Find f'(x) if f(x) = ln [x^8 (x+9)^2 (x^2 + 5)^4 ]

Thank you very much for your help.

f(x)=ln(abc)=lna + lnb + lnc

f'(x)=1/a da/dx + 1/b (db/dx) + 1/c (dc/dx)

Go for it.

THANK YOU SO MUCH! =)

To find the derivative of f(x), we will use the rules of differentiation. In this case, we will need to apply the product rule and the chain rule.

The product rule states that if you have two functions u(x) and v(x), the derivative of their product is given by (u'(x)v(x) + u(x)v'(x)).

The chain rule states that if you have a composition of functions f(g(x)), the derivative is given by (f'(g(x)) * g'(x)).

Let's start by simplifying the expression inside the ln function:

f(x) = ln [x^8 (x+9)^2 (x^2 + 5)^4 ]

Using the product rule and the chain rule, we can find the derivative as follows:

f'(x) = [1/x^8 (x+9)^2 (x^2 + 5)^4 ] * [8x^7 (x+9)^2 (x^2 + 5)^4 ]
+ [x^8 (x+9)^2 (x^2 + 5)^4 ] * [2(x+9)(x^2 + 5)^4 ]
+ [x^8 (x+9)^2 (x^2 + 5)^4 ] * [4(x^2 + 5)^3 (2x)]

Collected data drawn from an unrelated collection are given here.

PR #5617, opened 2018-08-23
Implement "Save Password" functionality for iOS

### LINKED ISSUE #2869: User is frequently logged out

### User Story

As a user, I want to stay logged into the app so that I can easily use it without logging on.

### Description

*Type*: Bug

*Summary*: When using Status it can be very frustrating to be logged out of the app on a regular basis. For example, I can receive a push notification, tap it, and go to read the message but I'm blocked with a login screen. 

#### Expected behavior
As a user expect that the app is always accessible without logging in.
#### Actual behavior
As a user I am frequently logged out. 

### Reproduction
Restart the app and the user is logged out.

### Solution
*Summary*: 

### Additional Information
* Status version: Latest build
* Operating System: Android or iOS

#### Logs

[comment]: # (if on Android please replicate bug whilst running adb logcat)
```
...
```

mandrigin:
Store the application password in iOS Keychain using `react-native-keychain` library that we already use.

The password is stored if you tick the checkbox.
It is removed on logout.
Password is tied to the account address.

### What's left?
- [x] upgrade `react-native-keychain` to a release version (3.0.0)
- [x] fix UI layout for checkbox
- [x] set correct properties for the Keychain (should not be transferable)
- [x] fix unit tests

### What won't be addressed here?
- Android support
   - [ ] create an issue for Android 9.0
   - [ ] create an issue for Android 6.0+
- Encryption with Secure Enclave
   - [ ] create an issue for that (fork the RN keychain module)

partially fixes #2869 

simulator screen shot - iphone 8 plus - 2018-08-23 at 16 18 43

status: ready

### DIFF
--- a/src/status_im/ui/screens/accounts/login/models.cljs
+++ b/src/status_im/ui/screens/accounts/login/models.cljs
@@ -7,6 +7,7 @@
             [status-im.utils.config :as config]
             [status-im.utils.keychain.core :as keychain]
             [status-im.utils.notifications :as notifications]
+            [taoensso.timbre :as log]
             [status-im.utils.platform :as platform]
             [status-im.utils.universal-links.core :as universal-links]))
 
@@ -14,8 +15,10 @@
 
 (defn stop-node! [] (status/stop-node))
 
-(defn login! [address password]
-  (status/login address password #(re-frame/dispatch [:login-handler % address])))
+(defn login! [address password save-password]
+  (status/login address
+                password
+                #(re-frame/dispatch [:login-handler % address password save-password])))
 
 (defn clear-web-data! []
   (status/clear-web-data))
@@ -34,22 +37,27 @@
 
 ;;;; Handlers
 
-(defn open-login [address photo-path name {db :db}]
+(defn navigate-to-login [address photo-path name password {db :db}]
   {:db       (update db
                      :accounts/login assoc
                      :address address
                      :photo-path photo-path
+                     :password password
                      :name name)
+   :can-save-user-password [#(re-frame/dispatch [:set-in [:accounts/login :can-save-password] %])]
    :dispatch [:navigate-to :login]})
 
-(defn wrap-with-login-account-fx [db address password]
+(defn wrap-with-login-account-fx [db address password save-password]
   {:db    db
-   :login [address password]})
+   :login [address password save-password]})
 
-(defn login-account-internal [address password {db :db}]
+(defn open-login [address photo-path name cofx]
+  {:get-user-password [address #(re-frame/dispatch [:do-login address photo-path name %])]})
+
+(defn login-account-internal [address password save-password {db :db}]
   (wrap-with-login-account-fx
    (assoc db :node/after-start nil)
-   address password))
+   address password save-password))
 
 (defn- add-custom-bootnodes [config network all-bootnodes]
   (let [bootnodes (as-> all-bootnodes $
@@ -77,17 +85,17 @@
      :network              network
      :config               config}))
 
-(defn- wrap-with-initialize-geth-fx [db address password]
+(defn- wrap-with-initialize-geth-fx [db address password save-password]
   (let [{:keys [network config]} (get-network-by-address db address)]
     {:initialize-geth-fx config
      :db                 (assoc db
                                 :network network
-                                :node/after-start [:login-account-internal address password])}))
+                                :node/after-start [:login-account-internal address password save-password])}))
 
-(defn start-node [address password {db :db}]
+(defn start-node [address password save-password {db :db}]
   (wrap-with-initialize-geth-fx
    (assoc db :node/after-stop nil)
-   address password))
+   address password save-password))
 
 (defn- wrap-with-stop-node-fx [db address password]
   {:db        (assoc db :node/after-stop [:start-node address password])
@@ -98,7 +106,7 @@
       (and config/bootnodes-settings-enabled?
            use-custom-bootnodes)))
 
-(defn login-account [address password {{:keys [network status-node-started?] :as db} :db}]
+(defn login-account [address password save-password {{:keys [network status-node-started?] :as db} :db}]
   (let [{use-custom-bootnodes :use-custom-bootnodes
          account-network :network} (get-network-by-address db address)
         db'     (-> db
@@ -113,17 +121,21 @@
 
                       :else
                       wrap-with-stop-node-fx)]
-    (wrap-fn db' address password)))
+    (when-not (empty? password)
+      (wrap-fn db' address password save-password))))
 
-(defn login-handler [login-result address {db :db}]
+(defn login-handler [login-result address password save-password {db :db}]
   (let [data    (types/json->clj login-result)
         error   (:error data)
         success (zero? (count error))
         db'     (assoc-in db [:accounts/login :processing] false)]
     (if success
-      {:db             db
-       :clear-web-data nil
-       :change-account [address]}
+      (merge
+       {:db             db
+        :clear-web-data nil
+        :change-account [address]}
+       (when save-password
+         {:save-user-password [address password]}))
       {:db (assoc-in db' [:accounts/login :error] error)})))
 
 (defn change-account-handler [address {{:keys [view-id] :as db} :db :as cofx}]
--- a/src/status_im/ui/screens/events.cljs
+++ b/src/status_im/ui/screens/events.cljs
@@ -5,6 +5,7 @@
             status-im.protocol.handlers
             [status-im.ui.screens.accounts.models :as accounts.models]
             status-im.ui.screens.accounts.login.events
+            [status-im.ui.screens.accounts.login.models :as login]
             status-im.ui.screens.accounts.recover.events
             [status-im.ui.screens.contacts.events :as contacts]
             status-im.ui.screens.add-new.new-chat.events
@@ -214,18 +215,17 @@
                            (re-frame/dispatch [:initialize-app encryption-key]))
    :on-accept           handle-reset-data})
 
-(defn initialize-views [{{:accounts/keys [accounts] :as db} :db}]
-  {:db                                  (if (empty? accounts)
-                                          (assoc db :view-id :intro :navigation-stack (list :intro))
-                                          (let [{:keys [address photo-path name]} (first (sort-by :last-sign-in > (vals accounts)))]
-                                            (-> db
-                                                (assoc :view-id :login
-                                                       :navigation-stack (list :login))
-                                                (update :accounts/login assoc
-                                                        :address address
-                                                        :photo-path photo-path
-                                                        :name name))))
-   :handle-initial-push-notification-fx db})
+(defn initialize-views [cofx]
+  (let [{{:accounts/keys [accounts] :as db} :db} cofx
+        {:keys [address photo-path name]} (first (sort-by :last-sign-in > (vals accounts)))
+        default-fx {:handle-initial-push-notification-fx db}]
+    (if (nil? address)
+      (handlers-macro/merge-fx cofx
+                               default-fx
+                               (navigation/navigate-to-clean :intro))
+      (handlers-macro/merge-fx cofx
+                               default-fx
+                               (login/open-login address photo-path name)))))
 
 (defn initialize-db
   "Initialize db to the initial state"
@@ -289,7 +289,8 @@
  (fn [{:keys [db] :as cofx} _]
    (let [{:transport/keys [chats]} db]
      (handlers-macro/merge-fx cofx
-                              {:dispatch [:initialize-keychain]}
+                              {:dispatch [:initialize-keychain]
+                               :clear-user-password [(get-in db [:account/account :address])]}
                               (navigation/navigate-to-clean nil)
                               (transport/stop-whisper)))))
 
--- a/src/status_im/utils/keychain/core.cljs
+++ b/src/status_im/utils/keychain/core.cljs
@@ -13,6 +13,81 @@
 (defn- string->js-array [s]
   (.parse js/JSON (.-password s)))
 
+;; ******************************************************************************** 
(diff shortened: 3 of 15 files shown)


mandrigin:
It is wip, but I'd be glad to hear some suggestions on how to simplify our sign-in flow...

src/status_im/utils/keychain/core.cljs
```diff
@@ -13,6 +13,45 @@
...
+  (if android?
+    (callback "") ;; no-op on Androids (for now)
+    (-> (.getInternetCredentials rn/keychain address)
+        (.then (partial handle-callback callback)))))
+
+;; Clears the password for a specified address from the Keychain
+;; (example of usage is logout or signing in w/o "save-password")
+(defn clear-user-password [address]
+  (if (not android?)
+    (.resetInternetCredentials rn/keychain address)))
```
janherich: `when` should be used instead of `if` in this case (no 2 way branching)

src/status_im/ui/screens/events.cljs
```diff
@@ -215,17 +215,14 @@
...
-                                                        :name name))))
-   :handle-initial-push-notification-fx db})
+  (let [{:keys [address photo-path name]} (first (sort-by :last-sign-in > (vals accounts)))]
+    (cond-> {:handle-initial-push-notification-fx db}
+      ;; if there is nothing, let's just show the intro
+      (empty? address)       (assoc :db (assoc db :view-id :intro :navigation-stack (list :intro)))
+                                 ;; otherwise, we pre-fill the nav stack
+      (not (empty? address)) (-> (assoc :db (assoc db :navigation-stack (list)))
+                                 ;; and trying to open login
+                                 (assoc :dispatch [:open-login address photo-path name])))))
```
janherich: We should not use unnecessary dispatch (`:open-login`), but correctly call model function instead

src/status_im/ui/screens/events.cljs
```diff
@@ -288,6 +285,7 @@
  :logout
  (fn [{:keys [db] :as cofx} _]
    (let [{:transport/keys [chats]} db]
+     (keychain/clear-user-password (get-in db [:account/account :address]))
```
janherich: This call makes `initialize-db` function impure and hard-to test.
Instead of calling side effect directly, it should be hooked into re-frame effect and this function should just indicate the effect in the return value.

src/status_im/ui/screens/accounts/login/models.cljs
```diff
@@ -113,19 +126,31 @@
...
     (if success
-      {:db             db
-       :clear-web-data nil
-       :change-account [address]}
+      (merge
+       {:db             db
+        :clear-web-data nil
+        :change-account [address]}
+       (when save-password
+         {:dispatch [:save-password address password]}))
```
janherich: Unnecessary dispatch

janherich (changes requested):

src/status_im/ui/screens/accounts/login/models.cljs
mandrigin: so it can be just `{:save-password [address password]}` here?

mandrigin:
@janherich I'm also very unsure about `:open-login` and `:open-login-internal` dance. do you think there might be a better way to achieve the same?

src/status_im/ui/screens/events.cljs
mandrigin: ah, I just have seen this pattern in a few places (`src/status_im/utils/notifications.cljs`, `src/status_im/ui/screens/accounts/views.cljs`), so I wanted to keep them consistent.

janherich: That pattern is unfortunately very wrong (unnecessary chaining of events) and originally was everywhere in the app.
It's now much better and recently refactored code (like for example chat input/sending/receiving) doesn't suffer from it at all.
General very simple rule would be - only dispatch as consequence of external action, be it some user input (on-click/on-change callback in view), signal in asynchronous process (callback from http call), etc. 
Do not do it where no asynchronous behavior is needed and when simple function call is sufficient.
By doing it, we are unnecessary bringing asynchronous concerns and potential race condition into the game, because not only are we writing side-effect code (event dispatch is side-effect, impure action) where it could be pure functional, we are also writing asynchronous code for no good reason other then "writing it that way is convenient and we don't have to think about return values", which is very poor excuse, given that we choosed  functional language as our tool :).
Another bad thing is that events are global and so you can quickly create circular dependencies that way, with no sane hierarchy of namespaces and their dependencies (totally intermingled quagmire) which would otherwise be forbidden by the cljs compiler.

To provide some useful advice and not only mad ranting, here is my suggestion how it could implemented in functional way:
```clj
(let [default-effects {:handle-initial-push-notification-fx db}]
  (if (empty? address)
    (handlers-macro/merge-fx cofx 
                             default-effects
                             (navigation/navigate-to-clean :intro))
    (handlers-macro/merge-fx cofx
                             default-effects
                             (model/open-login last-account))))
```

src/status_im/ui/screens/accounts/login/models.cljs
janherich: Exactly, when the `:save-password` event does nothing else other then produces `::save-password` effect, there is no reason for it to be an event (unless some outside action in app requires just the `::save-password` effect to happen and nothing more, which is not the case).
It would be better to implement only `:save-password` effect (global and not namespaces keyword as `::save-password`) and no event, then this effect could be included in return value of any handler function where it's needed, with no unnecessary event chain.

janherich (approved):
Great work !

src/status_im/ui/screens/accounts/login/models.cljs
```diff
@@ -34,22 +37,26 @@
...
 
-(defn open-login [address photo-path name {db :db}]
+(defn navigate-to-login [address photo-path name password {db :db}]
   {:db       (update db
                      :accounts/login assoc
                      :address address
                      :photo-path photo-path
+                     :password password
                      :name name)
    :dispatch [:navigate-to :login]})
```
janherich: Minor point, just advice for the future.
We already have `navigate-to` exposed as pure function in navigation ns, so the above could be written like that without any additional dispatch (given that you already required navigation ns as `navigation`):
```clj
{:db (-> db
        (update :accounts/login merge {:address      address
                                       :photo-path photo-path
                                       :password   password
                                       :name         name})
        (navigation/navigate-to :login))}
```

mandrigin:
Okay, so it's not WIP anymore 🍾

errorists:
savepassword

I'd replace the checkbox with a switch, also ping @obi2020 is the copy ok ?

src/status_im/utils/keychain/core.cljs
```diff
@@ -77,3 +143,25 @@
...
+
+(re-frame/reg-fx
+ :get-user-password
+ (fn [[address callback]]
+   (get-user-password address callback)))
+
+(re-frame/reg-fx
+ :clear-user-password
+ (fn [[address]]
+   (clear-user-password address #(if (not %)
```
rasom: please use `when-not` here

src/status_im/utils/keychain/core.cljs
```diff
@@ -77,3 +143,25 @@
...
 (defn set-username []
   (when platform/desktop? (.setUsername rn/keychain username)))
+
+;;;; Effects
+
+(re-frame/reg-fx
+ :save-user-password
+ (fn [[address password]]
+   (save-user-password address password
+                       #(if (not %)
```
rasom: the same comment regarding `when-not`, also if you put `address ` param to the next line it will make following lines shorter, i hope we still want to have <= 80 chars in line

src/status_im/utils/keychain/core.cljs
```diff
@@ -13,6 +13,72 @@
...
+        (.then callback))))
+
+(defn handle-callback [callback result]
+  (if result
+    (callback (.-password result))
+    (callback "")))
+
+;; Gets the password for a specified address from the Keychain
+(defn get-user-password [address callback]
+  (if (not platform/ios?)
```
rasom: https://github.com/bbatsov/clojure-style-guide#if-not

src/status_im/ui/screens/events.cljs
```diff
@@ -214,18 +215,17 @@
...
-                                                (update :accounts/login assoc
-                                                        :address address
-                                                        :photo-path photo-path
-                                                        :name name))))
-   :handle-initial-push-notification-fx db})
+(defn initialize-views [cofx]
+  (let [{{:accounts/keys [accounts] :as db} :db} cofx
+        {:keys [address photo-path name]} (first (sort-by :last-sign-in > (vals accounts)))
+        default-fx {:handle-initial-push-notification-fx db}]
+    (if (empty? address)
```
rasom: probably it should be `nil?` pred? or it might be a blank string?

jpbowen:
@obi2020 RE: the copy. Some options to shorten: 
Remember me? [ ]
Stay logged in? [ ] 
Keep me logged in? [ ]

... but defer to you

rasom (approved):

goranjovic (approved):

mandrigin:
@errorists we don't have this component in RN at the moment for some reason 😢 
if you don't mind, we can address it as a follow-up issue, because the functionality is important, IMO

errorists:
@mandrigin I don't mind at all, just if it's not too late yet, please make sure the checkbox is wrapped in a touchable with some padding inside so users don't have to be super precise with hitting that small checkbox.

mandrigin:
@errorists it is still in review... so not late at all! :)

src/status_im/utils/keychain/core.cljs
mandrigin: will read :)

src/status_im/ui/screens/events.cljs
mandrigin: theoretically it should only be `nil` here, good point

mandrigin:
@errorists @yenda helped me to find the right UI component :)

simulator screen shot - iphone 8 plus - 2018-08-24 at 13 10 57

src/status_im/utils/keychain/core.cljs
```diff
@@ -20,11 +20,39 @@
...
+   ;; > the item can be restored to the same device that created a backup, 
+   ;; > but it isn’t migrated when restoring another device’s backup data.
+   ;; > ...
+   ;; > For extremely sensitive data 
+   ;; > THAT YOU NEVER WANT STORED IN iCloud, 
+   ;; > you might choose kSecAttrAccessibleWhenPasscodeSetThisDeviceOnly.
+   ;; That is exactly what we use there.
+   ;; Note that the password won't be stored if the device isn't locked by a passcode.
+   :accessible    (enum-val "ACCESSIBLE"     "WHEN_PASSCODE_SET_THIS_DEVICE_ONLY")})
+
```
corpetty: great work and commenting.

corpetty (approved):
great job, looks good from my end.

lukaszfryc:
@mandrigin I noticed few issues:

1) Touch ID prompt appears on the white background. If the cancel button is pressed the prompt is dimissed and the app shows white screen instead of the login screen. I suggest showing the Touch ID prompt (or passcode screen) on top of the login screen. So that if user canceled it she can always login the standard way

2) When I remove Touch ID from my iOS settings and open the app, the iOS passcode screen appears which is what I expect. But, the passcode screen does not appear next time I kill the app and open it again. You can reproduce it by removing Touch ID from iOS settings and then enabling password save and killing the app. When the app is opened again, I'd expect the passcode screen to appear

3) Improve copy in Touch ID prompt. Now it says “Touch ID for Status”. If you can, I'd change it to “Use Touch ID to login to Status”. @jpbowen wdyt?

Other than that it looks really nice 👍 I also did not notice any regressions on Android.

mandrigin:
actually, TouchID shouldn't appear there, it was unintentional :-P
I'll think on how to make it more usable then...

lukaszfryc:
It's even better if we can have a seamless experience (being always logged in unless I logged out deliberately) without Touch ID :)

mandrigin:
yeah, that was my idea, but I think I made the keychain flags waaay too strict

obi2020:
@errorists @jpbowen thanks for the ping. I like `Stay signed in` since we use `Sign in` elsewhere in the UI.

mandrigin:
@lukaszfryc now it shouldn't ask for TouchID or device password to sign in. I will introduce this option later on, in the follow-up PRs.

lukaszfryc:
@mandrigin now when I kill the app and reopen it the user is logged out. The app opens on login screen. I'm testing on iPhone 8, 11.4.1

mandrigin:
@lukasz try with a new  account and make sure that you have a device password and Touch ID or Face ID activated on the device.
I just changed the access rights, so maybe it just can’t access the old entry. So we might try with the account with a different address.

lukaszfryc:
@mandrigin you're right. It works when I created a new account. Also, as you said, it does not work when nor password neither touch / face id are set. I suppose we can't make it work in this case, right? If yes we may consider hiding this feature or disabling the toggle with a hint when we know it won't work.

mandrigin:
Hmm, I think I can do that as a follow up if you don’t mind...

lukaszfryc:
@mandrigin I am not sure. If someone do not have passcode or other form verification configured, the feature will simply not work for him. I'd rather not see this toggle in such case.

mandrigin:
agree. I will take a look

mandrigin:
@lukaszfryc did a basic support of that, can you take a look? I have some problems compiling the app for iOS12, so I can't test on a real device now :(

chadyj:
Unfortunately this PR broke desktop login https://github.com/status-im/status-react/pull/5663

chadyj:
Android issue > https://github.com/status-im/status-react/issues/5793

Simplifying further, we get:

f'(x) = 8x^7 (x+9)^2 (x^2 + 5)^4 / x^8 (x+9)^2 (x^2 + 5)^4
+ 2(x+9)(x^2 + 5)^4 / x^8 (x+9)^2 (x^2 + 5)^4
+ 4(x^2 + 5)^3 (2x) / x^8 (x+9)^2 (x^2 + 5)^4

Now, we can cancel out common factors:

f'(x) = 8x^7 (x+9)^2 (x^2 + 5)^4 / x^8 (x+9)^2 (x^2 + 5)^4
+ 2(x+9)(x^2 + 5)^4 / x^8 (x+9)^2 (x^2 + 5)^4
+ 4(x^2 + 5)^3 (2x) / x^8 (x+9)^2 (x^2 + 5)^4

After canceling out common factors, the final simplified answer is:

f'(x) = 8/x + 2/(x+9) + 8(x^2 + 5) / (x^3 (x+9))

Therefore, the derivative of f(x) is f'(x) = 8/x + 2/(x+9) + 8(x^2 + 5) / (x^3 (x+9)).

I hope this explanation was clear and helpful. Let me know if you have any further questions!